TASK BRIEF: Below are entries. Pull out all lines containing "https".

DATA SUPPLIED:
+ + + + + + +

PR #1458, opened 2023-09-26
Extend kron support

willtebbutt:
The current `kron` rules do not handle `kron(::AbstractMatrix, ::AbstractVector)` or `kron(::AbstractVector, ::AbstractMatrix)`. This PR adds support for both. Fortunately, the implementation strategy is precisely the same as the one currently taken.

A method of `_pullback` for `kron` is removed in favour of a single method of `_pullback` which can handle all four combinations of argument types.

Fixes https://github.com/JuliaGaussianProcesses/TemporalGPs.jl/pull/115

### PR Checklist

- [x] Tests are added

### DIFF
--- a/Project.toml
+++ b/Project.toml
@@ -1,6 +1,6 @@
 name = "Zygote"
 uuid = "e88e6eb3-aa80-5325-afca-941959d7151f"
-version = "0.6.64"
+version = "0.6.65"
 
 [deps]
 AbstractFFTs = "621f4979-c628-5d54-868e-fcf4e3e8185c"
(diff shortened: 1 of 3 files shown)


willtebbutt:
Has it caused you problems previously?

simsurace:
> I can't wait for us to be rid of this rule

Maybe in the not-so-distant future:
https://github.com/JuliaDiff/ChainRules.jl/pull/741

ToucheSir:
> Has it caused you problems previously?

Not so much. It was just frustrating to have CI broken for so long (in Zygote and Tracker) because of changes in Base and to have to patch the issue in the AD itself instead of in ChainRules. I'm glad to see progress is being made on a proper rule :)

+ + + + + + +

ANSWER AREA:
Fixes https://github.com/JuliaGaussianProcesses/TemporalGPs.jl/pull/115
https://github.com/JuliaDiff/ChainRules.jl/pull/741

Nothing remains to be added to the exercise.